What I have done so far:
Let $(G,*)$ be a finite non-trivial group with $Z(G) = [G,G]$, that is, $G/Z(G)$ is Abelian.
Define $n := \exp(G/Z(G))$ and $s := n-1$ and $m := \exp(Z(G))$.
Since $\exp(G/Z(G)) = n$, it follows $\forall x \in G: x^n \in Z(G)$ and $\forall x \in G\ \exists z \in Z(G): x^n = z \wedge x = x^{-(n-1)}*z = x^{-s}*z$.

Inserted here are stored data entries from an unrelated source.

PR #1627, opened 2023-03-04
`out_reference::Out::from_raw` should be `unsafe`

### LINKED ISSUE #613: out_reference 0.1.x is unsound, needs advisory
https://github.com/RustyYato/out-ref/issues/1

There was no change for the past two years however I'm not eager to declare a small crate with a single specific job unmaintained if it works. So I'd suggest waiting a bit if the issue gets reply before claiming so.

Nugine:
Resolves #613

### DIFF
--- a/crates/out-reference/RUSTSEC-0000-0000.md
+++ b/crates/out-reference/RUSTSEC-0000-0000.md
@@ -2,7 +2,7 @@
 [advisory]
 id = "RUSTSEC-0000-0000"
 package = "out-reference"
-date = "2020-03-04"
+date = "2021-01-20"
 url = "https://github.com/RustyYato/out-ref/issues/1"
 informational = "unsound"
 categories = ["memory-corruption"]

From $Z(G) = [G,G]$ it follows that every commutator of $G$ commutes with every other element in $G$.
Let $x,y \in G$.
$[x,y] = x*y*x^{-1}*y^{-1} = (x^{-s}*z)*y*(x^{-s}*z)^{-1}*y^{-1} = x^{-s}*z*y*z^{-1}*x^{s}*y^{-1} = x^{-s}*y*x^{s}*y^{-1} = [x^{-s},y] = [x,y]^{-s}$
So $[x,y]^n = [x,y]^{1+s} = 1$.
We know $\forall w \in G'\ \exists r \in \mathbb N_+\ \exists a_1,...,a_r,b_1,...,b_r \in G\ \exists \ell_1,...,\ell_r \in \mathbb Z: w = [a_1,b_1]^{\ell_1}*...*[a_r,b_r]^{\ell_r}$.
With $Z(G) = [G,G]$ we infer $w^n = ([a_1,b_1]^{\ell_1}*...*[a_r,b_r]^{\ell_r})^n = ([a_1,b_1]^{\ell_1})^n*...*([a_r,b_r]^{\ell_r})^n = ([a_1,b_1]^n)^{\ell_1}*...*([a_r,b_r]^n)^{\ell_r} = 1^{\ell_1}*...*1^{\ell_r} = 1$
So $\forall w \in G': ord(w) \leq n$ and $\exp(Z(G)) = m \leq n = \exp(G/Z(G))$.
We assume $n > 1$ and $G$ is a $p$-group, that is, $\exists n_0 \in \mathbb N_+: n = p^{n_0}$.
Let $x \in G\setminus Z(G)$ such that $ord(x Z(G)) = p^{n_0} = \exp(G/Z(G))$.
By choice of $x$ and definition of $n$ it follows $\forall \ell \in \mathbb N_+: (\ell < n_0) \supset (x^{p^\ell} \notin Z(G))$, that is, $\exists y \in G: [y,x^{p^{n_0-1}}] \not= 1$.
Note $\forall \ell \in \mathbb N_+: [y,x^{p^{\ell}}] = [y,x]^{p^{\ell}}$ because every commutator in $G$ commutes with every element of $G$.
Moreover, $[y,x]^{p^{n_0}} = [y,x^{p^{n_0}}] = 1$ because $x^{p^{n_0}} \in Z(G)$. Thus, $ord([y,x]) \leq p^{n_0}$.
If $ord([y,x]) = p^{n_0} = n$, then $n = ord([y,x]) \leq \exp(G') = \exp(Z(G)) = m \leq n$.
Question: Why is $ord([y,x]) < p^{n_0}$ impossible? This last step eludes me. Thank you for your thoughts!!
By assumption $[y,x]^{p^{n_0-1}} = [y,x^{p^{n_0-1}}] \ne 1$. Since $o([y,x])$ is a power of $p$. it must be greater than $p^{n_0-1}$, so it must be $p^{n_0}$.